中でも最大トルク発生時の回転数は、燃費、静粛性、パワーのいずれにとってもプラスに働くものなので、重要です。
最高出力発生時の回転数は高ければ、それだけ②の回転数が大きくなり、高回転まで気持ちよく回るエンジンという子が言えます。
そして最大トルク値が大きければ①のトルクが最高出力に対しプラスに働くので、最高出力は大きくなります。

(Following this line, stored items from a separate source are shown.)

PR #1083, opened 2016-06-08
Add "Auth error" status code

### LINKED ISSUE #918: API status check giving false error message
## Behaviour
After adding API that requires authorization, API status shows: 
"API backend is down for some reason. Please contact support." 

Example: 
"Yle API uses app_id and app_key URL parameters for authentication, Apinf should be flexible for different kind of API authorizations. It's not good to show "API backend is down for some reason. Please contact support.", if we are getting 401 not authorized."

Above comment from issue: https://github.com/apinf/api-umbrella-dashboard/issues/917

## Expected
When getting 401, show info "API requires authentication" or allow 401 to be successful status.

frenchbread:
Closes #918 

# Changes
- Add `401` status code check


frenchbread:
@jykae Please review since you reported the bug.

jykae:
@frenchbread reviewing

jykae:
@frenchbread I think this still needs some more.. Committing soon to this PR, and plelase comment what you think.

frenchbread:
@jykae Agree but not sure what else we can add.. Some more status codes?

jykae:
@frenchbread what do you think? Not sure what to show on client side when getting 401

jykae:
Put WIP, so we are not merging yet, did not test each if-else statement that it works as intended.

frenchbread:
@jykae We could show different message depending on what status code is received but we are basically checking the status of the host. Do you think we should add custom message output depending on status code?

frenchbread:
@jykae Based on our discussion, I tried showing up the status code within the status panel but all the cases I've tested it returned "0" value so I decided to leave it as it is.

brylie:
There seems to be several categories of [HTTP status codes](https://en.wikipedia.org/wiki/List_of_HTTP_status_codes).

We could show, for instance, red, yellow, or green based on the status code category and display the specific status code message on hover. One idea would be the following:

- 200s - green
- 300s - yellow
- 400s - yellow
- 500s - red

brylie:
@frenchbread where is the line of code where you are handling the server response? What does the response object contain?

frenchbread:
@brylie Status object returned from the server looks like [this](https://github.com/apinf/api-umbrella-dashboard/blob/ae6ee785fbe3b62fe50392ddec8a2a12bf1c94c6/client/views/api_backends/view_api_backend/details/status/status.js#L10).

I've tested displaying different kind of info depending on status code but the in most cases it has zero value.

brylie:
What are some example cases where you are getting a zero value? What value is zero?

brylie:
```js
HTTP.call("GET", "http://domain.com");
```

The above should return an object with a status code. That should work for non-existing domains as well, since it will throw an error.

brylie:
Is there a better JS utility for checking a website? E.g. one that would pass us any relevant errors?

brylie:
Also, check where you are trying to use the return value. Meteor methods do not return a value as you might expect from normal funcitons. Method values are returned in a callback funciton, wherein you can set a template reactive variable.

brylie:
Lets clean up the `isUp` code, since we can check the status code directly in the template.

jykae:
I was just about to write to check if result exists, and maybe do things on client in callback like @brylie says above.

brylie:
Also, we might not need a server method here, since we are not storing the data.

jykae:
That's also a good point :)

brylie:
Right, I just tried it, but it has some difficulties about cross-origin requests.

frenchbread:
Added some refactoring, cleanups & modified the layout of status:

screen shot 2016-06-09 at 13 37 06

So not it's super easy to reuse the status indicator, e.g. :
```
{{> viewApiBackendStatus apiBackend=apiBackend width="0.4"  }}
```
Since this is a circle, width==heigh. In `em`s.

@apinf/developers Please review/test/merge.

jykae:
All right, reviewing :)

jykae:
Great now it works and is gives feedback for user 👍 
Suggestion for text "Code 401. API requires authorization." 
I think "client error" is not that clear what it means if 401 is not clear at first for the user.

nayttokuva 2016-06-09 kello 13 51 31

apis/client/api_backends/view_api_backend/details/status/status.js
```diff
@@ -1,40 +1,61 @@
...
       //   errorMessage    : <String>
       // };
 
-      if (status.isUp) {
-        // updates layout with success status
-        $('#apiState')
+      // Init indicator element
+      const apiStatusIndicator = $('#api-status-indicator');
+
+      // Init regEx for status codes
```
jykae: Oh, wow, you use regexes for status codes, cool

brylie:
We would have to generate a help text for each status code, since the response object only contains the number.

frenchbread:
Added internationalisation.

jykae:
Cool. Tested, still works, merging.

PR #2655, opened 2017-06-13
bugfix missing ID's

### LINKED ISSUE #2623: Buttons in the UI must have an ID associated with them
Almost none of the buttons at apinf.io have valid way to locate them in automated testing. Common way to locate them is to add unique id to the buttons.

wuder4:
Closes #2623

Adding ID's to most of the buttons in the site. Rest of the ID's are coming soon.


marla-singer:
@wuder4 Why do we need this set of IDs? You don't reference to any issue.

Also if your PR is ready for review then please set the label "Ready for review"

wuder4:
This pull is still in progress but it will fix #2623

55:
@wuder4 also we are using "Closes #issue-number" to automatically close issue after PR got merged.

core/client/footer/footer.html
```diff
@@ -38,7 +38,7 @@
           <div class="row">
             {{# if currentUser }}
               <div class="col-xs-6 col-md-12">
-                <a href="{{ pathFor 'signOut' }}" id="bottom-signout">
+                <a class="sign-out" href="{{ pathFor 'signOut' }}" id="bottom-signout">
```
brylie: We might not need both a `class` and `id` here. Why do we add the `class="sign-out"`?

ashakunt: IMHO, you can still keep the class because class will classify what is the purpose (here, signout) and the ID will pin-point the place (here: bottom-sign-out).

ashakunt: Also, having the `class=signout` will help in handling all `signout` scenarios in similar way, e.g. 

```
$(.signout).click(function (e) {doSignout()})
```
and hence, will reduce redundancy. The purpose of having an ID is to support testing.

brylie: Are we using the `.sign-out` in any event handlers? If not, I don't think it is needed, as it just adds unnecessary clutter.

> Also, having the class=signout will help in handling all signout scenarios in similar way, e.g.
>
> $(.signout).click(function (e) {doSignout()})

For what it's worth, we don't have many/any, global event handlers that I am aware of.

brylie: In this specific case, the 'sign-out' event handler is part of a third party module.

The code in question is just an [hyperlink to the sign-out route](https://github.com/apinf/platform/blob/develop/core/client/footer/footer.html#L41-L43), so it is unlikely that we would use the class in a JavaScript event handler.

In this case, I respectfully maintain that having both the class and ID is redundant, and recommend we only use an ID to accomplish the related goal of improving testability of our code.

ashakunt: if we dont have, then its ok to remove class.. :)

brylie: Cool beans. It is a small nit, so not really worth too much disagreement in any case :-)

One thing to note, though, is we are trying to keep this PR relatively small for now, and continue the work of adding IDs in one or more follow-up PRs.

ashakunt: Small drops fill the ocean!

apis/client/add/add.html
```diff
@@ -13,12 +13,12 @@ <h1 class="page-header">
         <!--invisible auto-value field-->
         {{> afQuickField name='latestMonitoringStatusCode' value="-1" type="hidden"}}
         <fieldset>
-          {{> afQuickField name='name' }}
-          {{> afQuickField name='description' rows=2 }}
-          {{> afQuickField name='url' }}
-          {{> afQuickField name='lifecycleStatus' }}
+          {{> afQuickField name='name' id="api-name"  }}
```
55: Extra space here

core/client/footer/footer.html
```diff
@@ -38,18 +38,18 @@
           <div class="row">
             {{# if currentUser }}
               <div class="col-xs-6 col-md-12">
-                <a class="sign-out" href="{{ pathFor 'signOut' }}">
+                <a class="sign-out" href="{{ pathFor 'signOut' }}" id="bottom-signout">
```
55: I think it's better to use` id="footer-..."`, since footer is common term.

core/client/navbar/navbar.html
```diff
@@ -15,7 +15,7 @@
         </a>
         {{ else }}
         <div class="project-name">
-          <a href="{{ pathFor 'home' }}" class="project-name-link">
+          <a href="{{ pathFor 'home' }}" class="project-name-link" id="frontpage-button">
```
55: Navbar is on every page, so perhaps` id="navbar-projecttitle-button"` or ` id="projecttitle-button"`?

brylie:
@55 are these changes alright now?

55:
@wuder4 is this PR ready to be merged or you are still have ids to add?

wuder4:
> @wuder4 is this PR ready to be merged or you are still have ids to add?

I still have few pages left.

55:
@wuder4 just put `Ready to review` label if it so.

PR #2702, opened 2017-06-29
Changing site title and slogan id's

### LINKED ISSUE #2700: UI, Branding: wrong text color in input fields
### Wrong input text color
When values in Branding page for following input fields
- Site title 
- Site slogan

最大トルク発生時の回転数が低ければ、少ないアクセルで大きな力を生み出すエンジンであるといえます。その分アクセル開度が小さくなり、燃費が良くなります。またエンジンを回す必要がなくなることから静粛性向上にも貢献します。
最近の傾向は?
最近の傾向としては、ディーゼルエンジン車やハイブリッド車が増えてきています。
こうした車は、最大トルク発生時の回転数が低い傾向にあり、燃費が良いのです。
マツダデミオのエンジンを比較してみましょう。
マツダデミオ ディーゼルエンジン車1.5L | マツダデミオ ガソリン車 1.5L | |
エンジンタイプ | SKYACTIVE-D | SKYACTIVE-G |
型式 | S5-DPTR型 | P5-VPS型 |
総排気量(cc) | 1498 | 1496 |
圧縮比 | 14.8 | 12.0 |
最高出力 | 77kW<105PS>/4000rpm | 81kW<110PS>/6000rpm |
最大トルク | 250N・m<25.5kgf・m>/1500-2500rpm | 141N・m<14.4kgf・m>/4000rpm |
燃料供給装置 | 電子式コモンレール | 筒内直接噴射 |
このスペック表を見るとガソリン車のほうが6000rpmで回転数が高いことがわかります。この結果からガソリン車のほうが高回転までスムーズに回ることがわかります。
ディーゼルエンジン車は最大トルクが大きい上、最大トルク発生時の回転数も1500‐2500rpmであり、これは1500‐2500回転の範囲で最大トルクを発生させるという意味です。1500rpmというとアイドリング状態から少しアクセルを踏み込むだけで達する回転域です。
最後に
車の性能を表すスペックは、あくまでも機械で計測した値です。スペックで大体の車の性能は予想できますが、車の味付けによって全く異なるもの乗り味になります。
実際に車を購入する際は、スペックには表れない素性の良さもあるので実際に試乗してみてくださいね。